# 1 Stage paint correction cost?



## Arden Andy VXR

Hi,

recently picked up a 16 plate Lapiz Blue Golf R estate and in general the paint is in great condition with little swirling , unfortunately the original owner must have been a motorway hyper miler as he did 34k miles and 3 services in 19 months so the bonnet and front bumper is quite badly stone chipped.

I'm trying to get a rough cost for a wash , clay & 1 stage machine correction but at the same time I'd like the stone chips touched in and a Gtechniq Crystal serum light & EXO V3 protection applied.

any idea what I'd be looking at to get this done ?

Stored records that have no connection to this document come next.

PR #1003, opened 2023-01-02
DEV2-1533 - report the same suggestion only once

dimacodota:
DEV2-1533 - report the same suggestion only once

### DIFF
--- a/src/reportSuggestionShown.ts
+++ b/src/reportSuggestionShown.ts
@@ -2,6 +2,9 @@ import * as vscode from "vscode";
 import TabnineInlineCompletionItem from "./inlineSuggestions/tabnineInlineCompletionItem";
 import suggestionShown from "./binary/requests/suggestionShown";
 import CompletionOrigin from "./CompletionOrigin";
+import { ResultEntry } from "./binary/requests/requests";
+
+let lastShownSuggestion: ResultEntry | undefined | null;
 
 export default function reportSuggestionShown(
   document: vscode.TextDocument,
@@ -9,7 +12,8 @@ export default function reportSuggestionShown(
 ): void {
   const item = completions?.items[0]?.suggestionEntry;
 
-  if (item) {
+  if (item && item.new_prefix !== lastShownSuggestion?.new_prefix) {
+    lastShownSuggestion = item;
     void suggestionShown({
       SuggestionShown: {
         origin: item.origin ?? CompletionOrigin.UNKNOWN,
@@ -18,5 +22,7 @@ export default function reportSuggestionShown(
         filename: document.fileName,
       },
     });
+  } else {
+    lastShownSuggestion = null;
   }
 }
--- a/src/reportSuggestionShown.ts
+++ b/src/reportSuggestionShown.ts
@@ -12,7 +12,7 @@ export default function reportSuggestionShown(
 ): void {
   const item = completions?.items[0]?.suggestionEntry;
 
-  if (item && item.new_prefix !== lastShownSuggestion?.new_prefix) {
+  if (item && lastShownSuggestion?.new_prefix.endsWith(item.new_prefix)) {
     void suggestionShown({
       SuggestionShown: {
         origin: item.origin ?? CompletionOrigin.UNKNOWN,
--- a/src/reportSuggestionShown.ts
+++ b/src/reportSuggestionShown.ts
@@ -13,7 +13,6 @@ export default function reportSuggestionShown(
   const item = completions?.items[0]?.suggestionEntry;
 
   if (item && item.new_prefix !== lastShownSuggestion?.new_prefix) {
-    lastShownSuggestion = item;
     void suggestionShown({
       SuggestionShown: {
         origin: item.origin ?? CompletionOrigin.UNKNOWN,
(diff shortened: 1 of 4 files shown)


src/reportSuggestionShown.ts
```diff
@@ -18,5 +22,7 @@ export default function reportSuggestionShown(
         filename: document.fileName,
       },
     });
+  } else {
+    lastShownSuggestion = null;
```
yonip23, line 26: why? if there are 3 identical suggestions you'll report the 1st and 3rd ones, because in the 2nd time you set `lastShwonSuggestion` to null, and then in the 3rd time this condition will evaluate to true: `item.new_prefix !== lastShownSuggestion?.new_prefix`

src/test/suite/completion.test.ts
```diff
@@ -438,6 +438,26 @@ describe("Should do completion", () => {
       stdinMock.write(new SuggestionShownRequestMatcher("dom"), "utf8")
     ).once();
   });
+  it("should report suggestion shown only once for the same suggestion", async () => {
```
yonip23, line 441: im starting to get the feeling that we should split this file, lets move all debounce related tests to a separate test file?

yonip23 (commented):
see comments

src/reportSuggestionShown.ts
yairco1990: @yonip23 is right. maybe you meant to set it to null just in case there is no item (without checking the prefixes)

dimacodota: you're right, I wanted to init it in any case with the latest suggestion, modified the test to test this

src/test/suite/completion.test.ts
dimacodota: will be handled in a different pr - https://tabnine.atlassian.net/browse/DEV2-2078

src/test/suite/completion.test.ts
```diff
@@ -438,6 +438,31 @@ describe("Should do completion", () => {
...
+    mockAutocomplete(
```
yairco1990, line 442: I'm not sure, but isn't the response is:
```
      anAutocompleteResponse("blibliblid", "ata"),
      anAutocompleteResponse("blibliblida", "ta"),
      anAutocompleteResponse("blibliblidat", "a")
```
?

yonip23: @yairco1990 you're right and wrong - as long as its the same word, the `new_prefix` will remain the same, and the `old_suffix` will change.
But if you type beyond the first word, the `new_prefix` will change as well.
@dimacodota wdyt? this means that you'll still fire the shown even twice for the same logical completion

yonip23 (approved):
lgtm, see @yairco1990 's thread

src/test/suite/completion.test.ts
yairco1990: if we are not rendering a new completion in this case it is an issue

dimacodota: not exactly,  the binary will return the common text between the current text and the suggestion as `old_prefix` that should be replaced: see an example: 
```
"const da"  -> {"old_prefix":"da","results":[{"new_prefix":"data =" ...}]
"const dat"  -> {"old_prefix":"dat","results":[{"new_prefix":"data ="...}]
```

but there are places(especially after whitespaces ` `) that although it is the same suggestion, it will not contain the  `old_prefix`  like in the following example:
```
"const data" -> {"old_prefix":"data","results":[{"new_prefix":"data = new"..}]
"const data " -> {"old_prefix":"","results":[{"new_prefix":"= new"..}]
```
added a fix for the second case(ie the prev suggestion end with the current)

dimacodota: handled here https://github.com/codota/tabnine-vscode/pull/1003/commits/1fdeb81cdb4a6e1660b5430906ecac327be350dc

yairco1990: great 👍
and what happens if the suffix has changed? doesn't it mean that we just rendered a new completion but we don't fire the event?

dimacodota: Of course im missing the "not" there

dimacodota: @yairco1990 - can you please elaborate on what you've meant?   the event should be fired in case the prev suggestion is not ending with the current suggestion

yonip23 (approved):
Maybe add tests for the "endswith" condition? 
1. First time -> "abc", second time -> "bc", assert that only one event is fired.
2. First time -> "abc", second time -> "bcd", assert that 2 events fired

Not critical though, lgtm

src/test/suite/completion.test.ts
yairco1990: what I meant is that you recognize there is no change in the suggestion based only on the prefix. my question is if there is an option this condition is evaluated to "true", but the suffix has changed, and therefore, it should be counted as a new suggestion.

dimacodota: oh you mean if the `new_suffix` will be different?

yairco1990: yep

dimacodota: oh, the `new_suffix` handles the closing brackets in single-line suggestions,  not sure how common is the case of the same suggestion w/o closing brackets. so ill merge it as is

I must state I'm not looking for a show quality finish hence the 1 stage correction as its a daily driver and if I get it perfect I'd be afraid to drive it :lol::lol:


----------



## cossiecol

Arden Andy VXR said:


> Hi,
> 
> recently picked up a 16 plate Lapiz Blue Golf R estate and in general the paint is in great condition with little swirling , unfortunately the original owner must have been a motorway hyper miler as he did 34k miles and 3 services in 19 months so the bonnet and front bumper is quite badly stone chipped.
> 
> I'm trying to get a rough cost for a wash , clay & 1 stage machine correction but at the same time I'd like the stone chips touched in and a Gtechniq Crystal serum light & EXO V3 protection applied.
> 
> any idea what I'd be looking at to get this done ?
> 
> I must state I'm not looking for a show quality finish hence the 1 stage correction as its a daily driver and if I get it perfect I'd be afraid to drive it :lol::lol:


I had a quote for a sorting the bonnet on my 14 plate Octavia vRS which was around the £300 mark (from memory) I wouldn't expect yours to be higher than that.

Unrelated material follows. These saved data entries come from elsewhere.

PR #1016, opened 2023-01-23
DEV2-2022 use new api version 4.4.223

yonip23:
exactly the same changes as here: https://github.com/codota/tabnine-intellij/pull/462


yonip23:
I checked that if I work with binary API version 4.4.71 I get basic suggestions without crashing (this is the last commit ^)
before my fix, we crashed on NPE.
@yairco1990 @dimacodota this ensures that even if we're in the new plugin old binary situation at least the user will get suggestions.

I haven't seen any other broken behavior in the plugin, but can't guarantee its safe either.

yairco1990 (approved):
lgtm

dimacodota (approved):
lgtm

PR #1017, opened 2023-01-29
DEV2-2244 sandboxed version of the app

avnerbarr:


src/cloudEnvs/openLogin.ts
```diff
@@ -3,8 +3,12 @@ import { URL } from "url";
 import { StateType, TABNINE_URL_QUERY_PARAM } from "../globals/consts";
 import createHubWebView from "../hub/createHubWebView";
 import hubUri from "../hub/hubUri";
+import {isSandboxed} from "../sandbox";
 
 export default async function openLogin(): Promise<void> {
+  if (isSandboxed()) {
```
yanir-codota, line 9: Is this enough? 
I think we want to remove the option altogether

src/sandbox.ts
```diff
@@ -0,0 +1,11 @@
+export function isSandboxed(): boolean {
+  // need to figure out how to inject this during the packaging phase.
+  // see feature flags here: // https://webpack.js.org/plugins/define-plugin/#feature-flags
+  // vsce isn't passing the argument to the vscode:prepublish phase (see package.json)
+  // see this question: https://github.com/microsoft/vscode-vsce/issues/818
+  // consider this post: https://moriz.xyz/blog/feature-flags-in-nextjs
+  if (SANDBOX) {
```
amirbilu, line 7: this can be webpack build argument

amirbilu: Okay.. I saw this is the past you've taken

yanir-codota:
What about loading from disk (bundles)?

src/cloudEnvs/openLogin.ts
avnerbarr: If you mean in respect to a user interaction then yes. but there are internal code paths which lead to hear and this will block that

src/sandbox.ts
avnerbarr: I'm not sure how to make this work in webpack and with vsce . do you know how? You can reference the comments here

avnerbarr:
> What about loading from disk (bundles)?

I didn't change any of the loading paths. I am assuming that there will be some other script which will copy the relevant binaries to the proper paths. Also I will be adding the flag that bilu created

Ultimately as I was trading it in I used paints4u and filled them in myself.

34k in 19 months isn't that bad, I was 37k in 12months


----------



## Ultra

Your not gonna get a single stage plus csl and exo for £300. a box fresh car would cost more than that.


----------



## Arden Andy VXR

I was tempted to get a chipex road rash kit and try it myself but the weather is too unpredictable to be doing large numbers of stone chips on the drive as no garage unfortunately


----------



## Arden Andy VXR

Ultra said:


> Your not gonna get a single stage plus csl and exo for £300. a box fresh car would cost more than that.

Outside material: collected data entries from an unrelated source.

PR #1030, opened 2023-02-19
Avner/DEV2-2244 onprem

avnerbarr:


.github/workflows/packageOnPrem.yml
```diff
@@ -0,0 +1,50 @@
...
+      - uses: actions/setup-node@v3
+        with:
+          node-version: '16.19'
+      #          runs the binaries downloader script which will be packaged into this plugin
+      - name: pull binaries
+        run: VERSION=${{ inputs.binaryVersion }} ./binaries/downloadBinaries.sh
+      #      https://docs.github.com/en/actions/learn-github-actions/contexts#github-context
+      - name: modify readme
+        run: |
+          echo "" > ./README.md
```
assapir, line 30: Why deleting the current Readme and not just adding to it?

buildOnPrem.sh
```diff
@@ -0,0 +1,3 @@
+yarn onprem:prep \
+&& yes | vsce package \
```
assapir, line 2: Make this file a yarn script?

package.json
```diff
@@ -307,6 +320,10 @@
             "default": null,
             "description": "Experimental: Enable modules auto-import following applying Tabnine suggestions"
           },
+          "tabnine.cloudHost": {
+            "type": "string",
+            "description": "The tabnine cloud host to connect to"
```
assapir, line 325: Can we expose that only if on prem?

src/binary/runBinary.ts
```diff
@@ -13,14 +14,17 @@ export default async function runBinary(
...
   const context = getTabnineExtensionContext();
   const args: string[] = [
-    "--client=vscode",
+    ON_PREM ? "--client=vscode_on_prem" : "--client=vscode",
     "--no-lsp=true",
     tabnineExtensionProperties.logFilePath
       ? `--log-file-path=${tabnineExtensionProperties.logFilePath}`
       : null,
+    ON_PREM ? "--onprem=true" : null,
+    ON_PREM ? "--no_bootstrap" : null,
```
assapir, line 23: No need to pass it, it won't bootstrap anyway

src/binary/runBinary.ts
```diff
@@ -13,14 +14,17 @@ export default async function runBinary(
...
     tabnineExtensionProperties.logLevel
       ? `--log-level=${tabnineExtensionProperties.logLevel}`
       : null,
+    tabnineExtensionProperties.cloudHost ? `--cloud2_url=${tabnineExtensionProperties.cloudHost}` : null,
```
assapir, line 27: Pass --onprem only if that set?

src/onPrem.ts
```diff
@@ -0,0 +1,2 @@
+var PREM = require('./onPremJ.js');
```
assapir, line 1: Wait what?
Also, use const, not var

.github/workflows/packageOnPrem.yml
avnerbarr: because it has lots of links and junk

buildOnPrem.sh
avnerbarr: can't because it is modifying the package.json and that didn't work

package.json
avnerbarr: yes it can be possible to add in the prep phase

src/binary/runBinary.ts
avnerbarr: I'm not sure about that, depends on the build

src/binary/runBinary.ts
avnerbarr: the other way around otherwise it won't work in regular mode. fixed that

src/onPrem.ts
avnerbarr: will that work with a require call?

package.json
avnerbarr: any idea how to append a nested object to this json from a cli call? (yarn,npm etc.) (without installing some fancy tool I suppose)

avnerbarr: I suppose this might work. I'll try 
https://www.npmjs.com/package/transform-json-webpack-plugin

avnerbarr:
moved to this PR because of JIRA rule
https://github.com/codota/tabnine-vscode/pull/1033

Yeah I was thinking about £750 all in hopefully


----------



## Benfr16

Prices do vary a lot. It is quite hard to track down what people charge, and how much people have paid so i'll be keeping an eye on this one  

I came across a company in birmingham called kustomkingz (instagram kustomkingzofficial) who post, what looks like, good quality work. One of their posts had this in the description: 

We take pride in our work here at Kustom Kingz, many clients ask about pricing for vehicle detailing. Our prices for a gloss enhancement are as simple as they come.... starting from £220 for small vehicles (Fiat 500) and stops at £350 for large vehicles (Range Rover)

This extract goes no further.